PT organiza atos em todo Brasil em defesa de Lula
Redação DM
Publicado em 3 de abril de 2018 às 01:41 | Atualizado há 1 ano
O Partido dos Trabalhadores prepara atos em todo o País para defender o direito de Lula ser candidato à presidência da República nestas eleições. O PT de Goiás deliberou a ida de uma caravana de Goiânia e de outras cidades para mobilização que será feita em frente ao Supremo Tribunal Federal na próxima quarta-feira, quando deverá ser votado o habeas corpus do ex-presidente, e, possivelmente, a Corte Suprema deverá avaliar novamente o princípio constitucional da presunção da inocência, inscrito no artigo V da Carta Magna que diz que “ninguém será considerado culpado até que o julgamento transite em julgado”, ou seja, ninguém pode ser preso enquanto houver recursos a instâncias superiores da Justiça, como o Superior Tribunal de Justiça (STJ) e o próprio Supremo.
O deputado federal Rubens Otoni (PT) afirma que “a cruel perseguição ao ex-presidente Lula tem o objetivo de impedir o povo de elegê-lo mais uma vez. Lula foi condenado sem provas, num processo em que sequer existe um crime, da mesma forma como ocorreu no golpe do impeachment da presidente legítima Dilma Rousseff”, frisa.

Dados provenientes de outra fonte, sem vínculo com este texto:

Issue #4778, opened 2022-10-12
CSS: Show documentation (ctrl+shift+space) displays incorrect documentation


troizet:
### Apache NetBeans version

Apache NetBeans 15

### What happened

It looks like the documentation search for the display is not done by the full word, but by a few characters before the caret. Also the search is done for partial matches.

### How to reproduce

https://user-images.githubusercontent.com/9607501/195260539-1a57f8af-9b6a-42bd-8d17-83595b851a16.mp4

### Did this work correctly in an earlier version?

No / Don't know

### Operating System

Debian 10, Ubuntu 20.04.4 LTS

### JDK

OpenJDK 64-Bit Server VM 11.0.16+8-post-Ubuntu-0ubuntu120.04, OpenJDK Runtime Environment 11.0.16+8-post-Debian-1deb10u1

### Apache NetBeans packaging

Apache NetBeans binary zip

### Anything else

The issue is similar to #4494.

### Are you willing to submit a pull request?

No

### Code of Conduct

Yes

matthiasblaesing:
@troizet please have a look at the referenced PR, which should fix the issue. A testbinary is available there if needed.

troizet:
@matthiasblaesing Tried a test build. Everything works great. Thank you!

matthiasblaesing:
@troizet thanks for checking!

PR #4979, opened 2022-11-16
Optimize matching for CSS completion queries

matthiasblaesing:
There are two different issues:

- The documentation is fetched based on the completion result. This was only build based on the prefix. This change sorts the completion result using the node image where the cursor is currently located and sort by levenshtein distance between this image and the completion proposal. This result in preferring better matching entries.

- The documentation is looked up from the W3C specificiation HTML files. To do this the correct location is located using several regular expressions. To make this more precise a less flexible regexp is used. The other matches are retained and used as fallbacks.

Closes: #4778

### DIFF
--- a/ide/css.editor/src/org/netbeans/modules/css/editor/csl/CssCompletion.java
+++ b/ide/css.editor/src/org/netbeans/modules/css/editor/csl/CssCompletion.java
@@ -38,6 +38,7 @@ import javax.swing.ImageIcon;
 import javax.swing.text.Caret;
 import javax.swing.text.Document;
 import javax.swing.text.JTextComponent;
+import org.netbeans.api.annotations.common.NonNull;
 import org.netbeans.api.editor.EditorRegistry;
 import org.netbeans.api.lexer.Token;
 import org.netbeans.api.lexer.TokenHierarchy;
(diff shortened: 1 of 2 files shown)


matthiasblaesing:
Testbuild is available here: https://doppel-helix.eu/NetBeans-dev-dev-3e58e3c60caa70f35929c6d2a98621cbc19623eb-release.zip

ide/css.editor/src/org/netbeans/modules/css/editor/csl/CssCompletion.java
```diff
@@ -109,7 +109,7 @@ public class CssCompletion implements CodeCompletionHandler {
     @Override
     public CodeCompletionResult complete(CodeCompletionContext context) {
 
-        final List<CompletionProposal> completionProposals = new ArrayList<>();
+        List<CompletionProposal> completionProposals = new ArrayList<>();
 
         CssParserResult info = (CssParserResult) context.getParserResult();
```
lbownik, line 114: info variable seems redundant

ide/css.editor/src/org/netbeans/modules/css/editor/csl/CssCompletion.java
```diff
@@ -1682,6 +1689,40 @@ public boolean visit(Node node) {
         } //switch
     }
 
+    @SuppressWarnings("AssignmentToMethodParameter")
+    public final int levenshteinDistance(
+            @NonNull String str1,
+            @NonNull String str2,
+            final boolean caseSensitive) {
```
lbownik, line 1696: putting blank line after { would make it more readable

matthiasblaesing: This is a verbatim copy, so I'll keep it this way.

ide/css.editor/src/org/netbeans/modules/css/editor/csl/CssCompletion.java
matthiasblaesing: a) When debugging it can be helpful to have the variable as local
b) This was not modified in this PR, so won't be touched as no improvment will be the result.

lbownik: sure

Issue #4861, opened 2022-10-26
CSS: Hint "unknown property" is displayed, in case the css property is written in uppercase letters.


troizet:
### Apache NetBeans version

Apache NetBeans 16 release candidate

### What happened

Hint "unknown property" is displayed, in case the css property is written in uppercase letters.

![image](https://user-images.githubusercontent.com/9607501/197937097-86b7609a-5e8f-4694-9e97-23063a9a25df.png)

### How to reproduce

Write the css property in uppercase letters.

### Did this work correctly in an earlier version?

No / Don't know

### Operating System

Debian 10

### JDK

OpenJDK Runtime Environment 11.0.16+8-post-Debian-1deb10u1

### Apache NetBeans packaging

Apache NetBeans binary zip

### Are you willing to submit a pull request?

No

### Code of Conduct

Yes

matthiasblaesing:
@troizet could you please have a look at the referenced PR? It should fix this issue and a test build is available there.

matthiasblaesing:
@troizet thanks for checking!

PR #4986, opened 2022-11-18
Lookup CSS properties case-insensitive

matthiasblaesing:
Closes: #4861

### DIFF
--- a/ide/css.editor/src/org/netbeans/modules/css/editor/module/main/BrowserSupportModule.java
+++ b/ide/css.editor/src/org/netbeans/modules/css/editor/module/main/BrowserSupportModule.java
@@ -66,7 +66,12 @@ public class BrowserSupportModule extends CssEditorModule implements CssModule {
 
     @Override
     public PropertyDefinition getPropertyDefinition(String propertyName) {
-        return parser.getVendorSpecificProperties().get(propertyName);
+        PropertyDefinition pd = parser.getVendorSpecificProperties().get(propertyName);
+        if (pd != null || propertyName == null) {
+            return pd;
+        } else {
+            return parser.getVendorSpecificProperties().get(propertyName.toLowerCase());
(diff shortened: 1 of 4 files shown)


matthiasblaesing:
Testbuild: https://doppel-helix.eu/NetBeans-dev-dev-6f2056b4929fc2089418b487defec1b4150efefa-release.zip

ide/css.editor/src/org/netbeans/modules/css/editor/module/main/BrowserSupportModule.java
```diff
@@ -66,7 +66,12 @@ public Collection<String> getPropertyNames(FileObject file) {
 
     @Override
     public PropertyDefinition getPropertyDefinition(String propertyName) {
-        return parser.getVendorSpecificProperties().get(propertyName);
+        PropertyDefinition pd = parser.getVendorSpecificProperties().get(propertyName);
```
lbownik, line 69: what is the result of this execution if propertyName is null? can it ever be null?

matthiasblaesing: I don't understand what is the relevance of this question. If there was a problem before this change it is still there. This is not the point of the changeset.

To answer the question: `BrowserSpecificDefinitionParser#getVendorSpecificProperties` is backed by a `HashSet`. This allows `null` as key. The parser though will not yield `null` keys, so the `null` will not have a backing value, yielding `null` fro the `PropertyDefinition`. This in turn is caught in the new line 70, which explicitly checks for `null`.

lbownik: ok - good 
 just saw a lack of null check and though there might be some potential NullPointer there.

PR #4999, opened 2022-11-22
upgrade to maven-indexer 7.0.1 and improve index downloads

mbien:
upgrade to maven-indexer 7.0.1. (NetBeans entered the modern era! :-) )

 - module requires now jdk 11+
 - apache lucene 9.5.0 with memory mapped index
 - uses panama on JDK 19 ([PR1](https://github.com/apache/lucene/pull/912), [PR2](https://github.com/apache/lucene/pull/12033)) ([JDK 20 PR](https://github.com/apache/lucene/pull/12188))
   look out for: `INFO [org.apache.lucene.store.MemorySegmentIndexInputProvider]: Using MemorySegmentIndexInput with Java 19; to disable start with -Dorg.apache.lucene.store.MMapDirectory.enableMemorySegments=false`
 - multi-threaded remote index extraction (at least twice as fast as ST, disabled by default)
 - removed hack which backported a bugfix
 - no EOL libs anymore in this module
 - remote index download permission UI
 - ~~limited concurrent indexing~~ extracted and already [integrated](https://github.com/apache/netbeans/pull/5290) in NB 17

remote index (maven central) extraction takes ~6 minutes (post change) on my system (4 cores, hyperthreading off).
local `.m2` indexing speed is about the same

benchmark post-PR (old 4 core intel i7 and NVMe, JDK 19):
```
4 threads:
INFO [org.netbeans.modules.maven.indexer.NexusRepositoryIndexerImpl]: Indexing of central took 383.24 s.
index folder: 6.4GB

3 threads:
INFO [org.netbeans.modules.maven.indexer.NexusRepositoryIndexerImpl]: Indexing of central took 453.92 s.
index folder: 6,2 GB

2 threads:
INFO [org.netbeans.modules.maven.indexer.NexusRepositoryIndexerImpl]: Indexing of central took 557.24 s.
index folder: 5,9 GB

1 thread:
INFO [org.netbeans.modules.maven.indexer.NexusRepositoryIndexerImpl]: Indexing of central took 916.25 s.
index folder: 5,6 GB
```
thread count is capped to 4 since it incurs a on-disk file size penalty, furthermore the parallel extraction is always followed by a single threaded merge, which means more threads would have diminishing returns and move the bottle neck to the ST merge phase.

NB 17 on JDK 19 as comparison:
```
INFO [org.netbeans.modules.maven.indexer.NexusRepositoryIndexerImpl]: Indexing of central took 1118.49 s.
index folder: 5,8 GB
```

~~note: tmp files aren't cleaned up properly atm. This might fill up your tmp during testing. (edit: fixed via https://github.com/apache/maven-indexer/pull/273)~~ fixed in 7.0.1

https://issues.apache.org/jira/browse/NETBEANS-1268

UI:
repo index download permission notifications:

index-permission-bubble_v2
index-permissions-notificaiton

Options (permission table + multi threading check box):
indexer-options


java/maven.indexer/manifest.mf
```diff
@@ -3,4 +3,4 @@ OpenIDE-Module-Localizing-Bundle: org/netbeans/modules/maven/indexer/Bundle.prop
 AutoUpdate-Show-In-Client: false
 OpenIDE-Module-Specification-Version: 2.59
 OpenIDE-Module: org.netbeans.modules.maven.indexer/2
-
+penIDE-Module-Java-Dependencies: Java > 11
```
mbien, line 6: fixme

mbien:
bump to maven-indexer 7.0.1

mbien:
thanks to @cstamas for resolving the silo cleanup issue - works great!

mbien:
draft: https://github.com/apache/maven-indexer/pull/302 would give us more control over the temp storage location + give us the option to filter the index

mbien:
wip permission request notification
dl-permission-bubble_v1

java/maven.indexer/src/org/netbeans/modules/maven/indexer/NexusRepositoryIndexerImpl.java
```diff
@@ -534,12 +532,22 @@ private void indexLoadedRepo(final RepositoryInfo repo, boolean updateLocal) thr
                         httpwagon.setHttpHeaders(p);
                     }
 
-                    Path tmpStorage = Files.createTempDirectory("index-extraction");
+                    Path tmpStorage = Files.createTempDirectory(getIndexDirectory(), "extractor-");
```
mbien, line 535: note to self: this is extracting directly into cache right now. I am not convinced that this is a good idea since this requires the cleanup on failure/cancel/system.exit to work reliably.

The advantage of this approach is that only the compressed archive will land in tmp - which should fit even into small tmp folders.

java/maven.indexer/src/org/netbeans/modules/maven/indexer/NexusRepositoryIndexerImpl.java
```diff
@@ -637,6 +644,10 @@ private void indexLoadedRepo(final RepositoryInfo repo, boolean updateLocal) thr
         }
     }
 
+    private static void pauseRemoteRepoIndexing() {
+        RepositoryPreferences.pauseIndexDownloadsFor(2, ChronoUnit.MINUTES); // pause a while  // TODO use reasonable duration
```
mbien, line 648: TODO: forgot to change this number

vieiro:
Hi @mbien,

I have no remote URLs to download from:

imagen

Is this as expected? How do I add one?

On other news, here's some stuff from my stdout (question: are we expected to System.out all artifacts in the local repo?)

```
...
     [exec] [Maven Repo Index Transfer/Scan] INFO org.eclipse.aether.internal.impl.DefaultArtifactResolver - Artifact org.jboss.shrinkwrap.descriptors:shrinkwrap-descriptors-bom:pom:2.0.0 is present in the local repository, but cached from a remote repository ID that is unavailable in current build context, verifying that is downloadable from [central (https://repo.maven.apache.org/maven2, default, releases)]
     [exec] [Maven Repo Index Transfer/Scan] INFO org.eclipse.aether.internal.impl.DefaultArtifactResolver - Artifact org.jboss.shrinkwrap.resolver:shrinkwrap-resolver-bom:pom:3.1.4 is present in the local repository, but cached from a remote repository ID that is unavailable in current build context, verifying that is downloadable from [central (https://repo.maven.apache.org/maven2/, default, releases+snapshots)]
     [exec] [Maven Repo Index Transfer/Scan] INFO org.eclipse.aether.internal.impl.DefaultArtifactResolver - Artifact org.jboss.shrinkwrap.descriptors:shrinkwrap-descriptors-bom:pom:2.0.0 is present in the local repository, but cached from a remote repository ID that is unavailable in current build context, verifying that is downloadable from [central (https://repo.maven.apache.org/maven2/, default, releases+snapshots)]
     [exec] [Maven Repo Index Transfer/Scan] INFO org.eclipse.aether.internal.impl.DefaultArtifactResolver - Artifact org.jboss.shrinkwrap:shrinkwrap-bom:pom:1.2.6 is present in the local repository, but cached from a remote repository ID that is unavailable in current build context, verifying that is downloadable from [central (https://repo.maven.apache.org/maven2/, default, releases+snapshots)]
     [exec] INFO [org.netbeans.modules.maven.indexer.NexusRepositoryIndexerImpl]: Indexing of local took 18,09 s.

```

mbien:
@vieiro this is a list of user given permissions. Try opening a pom or something which triggers indexing, nb will then show a notification, based on what you answer it will show up in the list.

vieiro:
> @vieiro this is a list of user given permissions. Try opening a pom or something which triggers indexing (e.g add dependency to a project via UI), nb will then show a notification, based on what you answer it will show up in the list. You don't have to change anything on the list unless you want to change the permission in post.

Hi @mbien , thanks for the tip!

Works perfect now. I've tried to unpack the maven index from central, after a few minutes with fans at top speed and ~3.9Gb `var/cache/mavenindex/` I decided to cancel it, and it's now disabled forever! Thanks very much for this!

Segundo a presidente estadual do PT, professora Kátia Maria, “apesar das falsas acusações que sempre sofreu em mais de 40 anos de vida pública, nunca se demonstrou nada de errado na vida de Lula porque ele sempre agiu dentro da lei, antes, durante e depois de ser presidente do Brasil”. Para ela, a condenação de Lula é fruto de uma farsa judicial que vem se desenhando ao longo dos últimos anos em capítulos que se mostram tão ilegítimos quanto antidemocráticos.
Para o deputado estadual Luis Cesar Bueno, “defender a liberdade do companheiro Luiz Inácio Lula da Silva e o direito do povo brasileiro de votar naquele que melhor o representa é, neste momento, a principal e mais urgente tarefa do Partido dos Trabalhadores”, assevera.
DEFESA
A defesa do ex-presidente Lula apresentou ontem (2) ao Supremo Tribunal Federal (STF) parecer emitido pelo jurista José Afonso da Silva, professor titular aposentado da Faculdade de Direito da USP, demonstrando que “O princípio ou garantia da presunção de inocência tem a extensão que lhe deu o inc. LVII do art. 5º da Constituição Federal, qual seja, até o trânsito em julgado da sentença condenatória”. “A execução da pena antes disso — prossegue — viola gravemente a Constituição num dos elementos fundamentais do Estado Democrático de Direito, que é um direito individual fundamental”.
Afonso da Silva é o jurista mais citado pelo STF em decisões relativas ao controle abstrato da Constituição Federal. Ele elaborou o Parecer “pro bono” (sem cobrança de honorários) porque, segundo explicou, está exercendo um “dever impostergável” de “defesa da Constituição”. “Afirmei que tenho o ‘dever impostergável’ de defender a Constituição, e essa afirmativa decorre do fato de que trabalhei muito, me empenhei para além mesmo de minhas forças para que ela fosse uma Constituição essencialmente voltada para a garantia da realização efetiva dos direitos humanos fundamentais, confiante em que os Tribunais, especialmente o Tribunal incumbido de sua guarda, soubessem interpretar a formulação normativa desses direitos, segundo a concepção de que seu entendimento há de ser sempre expansivo e nunca restritivo “.